**EXERCISE INSTRUCTIONS**: Please set down the records exactly, keeping every line.

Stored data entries
§ §
Issue #141, opened 2023-09-22
Client generated doc ID


SebastianStehle:
Hi,

is it possible to create the doc ID from the client? I figure it out how to create a document from my go code. Ideally I would call it in the client directly.

Just a simple API call that creates the doc if not created yet, would be ideal.

At the moment I also get an invalid JSON response:
![image](https://github.com/drifting-in-space/y-sweet/assets/1236435/9360a3f7-bf8d-4f9b-a324-e7437f6dd13b)

paulgb:
Good catch. Yes, we have this now! Will close this, but let me know if anything isn't clear.

PR #142, opened 2023-09-25
Allow specifying document ID

paulgb:
In some cases, a developer may already be managing unique IDs (e.g. sequential or UUIDs) for a set of objects, and would like to map these to y-sweet documents. They could maintain a mapping from their own IDs to y-sweet document IDs, but it's easier for us to just allow them to provide an ID when they create the document.

I think this was suggested by @colelawrence, and it also relates to (but does not close) #141.


.github/workflows/integration-tests.yml
```diff
@@ -45,3 +43,10 @@ jobs:
         Y_SWEET_S3_BUCKET_PREFIX: testing
         Y_SWEET_S3_BUCKET_NAME: ysweet-testing-y-sweet-data
       working-directory: tests
+      timeout-minutes: 10
+
+    - uses: actions/upload-artifact@v3
```
paulgb, line 48: this PR adds log redirection to files for debugging (only for the native server, currently). This uploads those to GitHub to make debugging easier.

js-pkg/sdk/src/main.ts
```diff
@@ -214,8 +219,8 @@ export class DocumentManager {
    *
    * @returns A {@link DocCreationResult} object containing the ID of the created document.
    */
-  public async createDoc(): Promise<DocCreationResult> {
-    const result = await this.doFetch('doc/new', { method: 'POST' })
```
paulgb, line 218: This only worked by mistake: `doFetch` sends a POST request if the body is defined, and this sets the body to `{method: POST}`. The server ignores the `method` field.

tests/.gitignore
```diff
@@ -1 +1,2 @@
 node_modules
+out
```
paulgb, line 2: Tests now create some output here for debugging.

js-pkg/sdk/src/main.ts
rolyatmax: I think I'd vote for just having `doFetch` accept a method (like `fetch()` does) rather than having to pass an empty object as the body in order to "hack around" the faulty heuristic of setting the method based on the body. Thoughts?

rolyatmax: Also, I think the `getClientToken()` method below is using `doFetch()` incorrectly (passing what looks like FetchOptions as the request body).

paulgb: My general principle for the API is that _every_ POST request should have a valid JSON body, even if it is an empty object. Since `doFetch` is not a general-purpose fetch function but one designed for this API, the GET/POST distinction restricts the degrees of freedom that the caller has to break things.

tests/.gitignore
rolyatmax: nit: can we call this `test-output` or something like that?

tests/src/index.test.ts
```diff
@@ -115,6 +115,22 @@ describe.each(CONFIGURATIONS)(
...
+    })
+
+    test('Reject invalid doc name', async () => {
+      await expect(
+        DOCUMENT_MANANGER.createDoc({
+          doc: 'mydoc123!',
+        }),
+      ).rejects.toThrow('400')
+    })
+
```
rolyatmax, line 133: What should happen when creating a doc with a name that's already been used? Is that a 409 Conflict?

paulgb: I think it should just return the same document. This way document creation is idempotent.

crates/y-sweet-worker/src/lib.rs
```diff
@@ -84,12 +84,22 @@ async fn new_doc_handler(req: Request, ctx: RouteContext<ServerContext>) -> Resu
...
+    mut req: Request,
     mut ctx: RouteContext<ServerContext>,
 ) -> std::result::Result<NewDocResponse, Error> {
     check_server_token(&req, ctx.data.auth()?)?;
 
-    let doc_id = nanoid::nanoid!();
+    let body = req
+        .json::<DocCreationRequest>()
+        .await
+        .map_err(|_| Error::BadRequest)?;
```
rolyatmax, line 95: Will a request fail if an empty object isn't sent in the body?

js-pkg/sdk/src/main.ts
paulgb: > Also, I think the `getClientToken()` method below is using `doFetch()` incorrectly (passing what looks like FetchOptions as the request body).

Good point, here's a fix: https://github.com/drifting-in-space/y-sweet/pull/145

crates/y-sweet-worker/src/lib.rs
paulgb: Yes.

js-pkg/sdk/src/main.ts
rolyatmax: I'm not sure it restricts degrees of freedom for the caller. After all, the caller of `doFetch()` can still break things by forgetting to pass an empty object.

My main issue is that it's just easy for the caller of `doFetch` to make bad assumptions about what `doFetch` will do. At this point in the logic, all the dev cares about are the 3 main components of a REST endpoint: method, path, and request body. Seems to me that designing a `doFetch` interface that looks like that is more likely to result in a dev correctly predicting what the code will do.

paulgb: Are you thinking that the signature should be `doFetch(url, method, body?)`? I guess I could use typescript overloads to ensure that a body is passed if and only if the method is `POST`.

Alternatively, I could use `doGet(url)` and `doPost(url, body)`, although they'd still use a shared underlying `doFetch`, so we could still shoot ourselves in the foot by calling the underlying `doFetch` instead of `doGet` or `doPost`.

rolyatmax: I like the update you pushed

rolyatmax (approved):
§ §
**ANSWER**:
Issue #141, opened 2023-09-22
Client generated doc ID


SebastianStehle:
Hi,

is it possible to create the doc ID from the client? I figure it out how to create a document from my go code. Ideally I would call it in the client directly.

Just a simple API call that creates the doc if not created yet, would be ideal.

At the moment I also get an invalid JSON response:
![image](https://github.com/drifting-in-space/y-sweet/assets/1236435/9360a3f7-bf8d-4f9b-a324-e7437f6dd13b)

paulgb:
Good catch. Yes, we have this now! Will close this, but let me know if anything isn't clear.

PR #142, opened 2023-09-25
Allow specifying document ID

paulgb:
In some cases, a developer may already be managing unique IDs (e.g. sequential or UUIDs) for a set of objects, and would like to map these to y-sweet documents. They could maintain a mapping from their own IDs to y-sweet document IDs, but it's easier for us to just allow them to provide an ID when they create the document.

I think this was suggested by @colelawrence, and it also relates to (but does not close) #141.


.github/workflows/integration-tests.yml
```diff
@@ -45,3 +43,10 @@ jobs:
         Y_SWEET_S3_BUCKET_PREFIX: testing
         Y_SWEET_S3_BUCKET_NAME: ysweet-testing-y-sweet-data
       working-directory: tests
+      timeout-minutes: 10
+
+    - uses: actions/upload-artifact@v3
```
paulgb, line 48: this PR adds log redirection to files for debugging (only for the native server, currently). This uploads those to GitHub to make debugging easier.

js-pkg/sdk/src/main.ts
```diff
@@ -214,8 +219,8 @@ export class DocumentManager {
    *
    * @returns A {@link DocCreationResult} object containing the ID of the created document.
    */
-  public async createDoc(): Promise<DocCreationResult> {
-    const result = await this.doFetch('doc/new', { method: 'POST' })
```
paulgb, line 218: This only worked by mistake: `doFetch` sends a POST request if the body is defined, and this sets the body to `{method: POST}`. The server ignores the `method` field.

tests/.gitignore
```diff
@@ -1 +1,2 @@
 node_modules
+out
```
paulgb, line 2: Tests now create some output here for debugging.

js-pkg/sdk/src/main.ts
rolyatmax: I think I'd vote for just having `doFetch` accept a method (like `fetch()` does) rather than having to pass an empty object as the body in order to "hack around" the faulty heuristic of setting the method based on the body. Thoughts?

rolyatmax: Also, I think the `getClientToken()` method below is using `doFetch()` incorrectly (passing what looks like FetchOptions as the request body).

paulgb: My general principle for the API is that _every_ POST request should have a valid JSON body, even if it is an empty object. Since `doFetch` is not a general-purpose fetch function but one designed for this API, the GET/POST distinction restricts the degrees of freedom that the caller has to break things.

tests/.gitignore
rolyatmax: nit: can we call this `test-output` or something like that?

tests/src/index.test.ts
```diff
@@ -115,6 +115,22 @@ describe.each(CONFIGURATIONS)(
...
+    })
+
+    test('Reject invalid doc name', async () => {
+      await expect(
+        DOCUMENT_MANANGER.createDoc({
+          doc: 'mydoc123!',
+        }),
+      ).rejects.toThrow('400')
+    })
+
```
rolyatmax, line 133: What should happen when creating a doc with a name that's already been used? Is that a 409 Conflict?

paulgb: I think it should just return the same document. This way document creation is idempotent.

crates/y-sweet-worker/src/lib.rs
```diff
@@ -84,12 +84,22 @@ async fn new_doc_handler(req: Request, ctx: RouteContext<ServerContext>) -> Resu
...
+    mut req: Request,
     mut ctx: RouteContext<ServerContext>,
 ) -> std::result::Result<NewDocResponse, Error> {
     check_server_token(&req, ctx.data.auth()?)?;
 
-    let doc_id = nanoid::nanoid!();
+    let body = req
+        .json::<DocCreationRequest>()
+        .await
+        .map_err(|_| Error::BadRequest)?;
```
rolyatmax, line 95: Will a request fail if an empty object isn't sent in the body?

js-pkg/sdk/src/main.ts
paulgb: > Also, I think the `getClientToken()` method below is using `doFetch()` incorrectly (passing what looks like FetchOptions as the request body).

Good point, here's a fix: https://github.com/drifting-in-space/y-sweet/pull/145

crates/y-sweet-worker/src/lib.rs
paulgb: Yes.

js-pkg/sdk/src/main.ts
rolyatmax: I'm not sure it restricts degrees of freedom for the caller. After all, the caller of `doFetch()` can still break things by forgetting to pass an empty object.

My main issue is that it's just easy for the caller of `doFetch` to make bad assumptions about what `doFetch` will do. At this point in the logic, all the dev cares about are the 3 main components of a REST endpoint: method, path, and request body. Seems to me that designing a `doFetch` interface that looks like that is more likely to result in a dev correctly predicting what the code will do.

paulgb: Are you thinking that the signature should be `doFetch(url, method, body?)`? I guess I could use typescript overloads to ensure that a body is passed if and only if the method is `POST`.

Alternatively, I could use `doGet(url)` and `doPost(url, body)`, although they'd still use a shared underlying `doFetch`, so we could still shoot ourselves in the foot by calling the underlying `doFetch` instead of `doGet` or `doPost`.

rolyatmax: I like the update you pushed

rolyatmax (approved):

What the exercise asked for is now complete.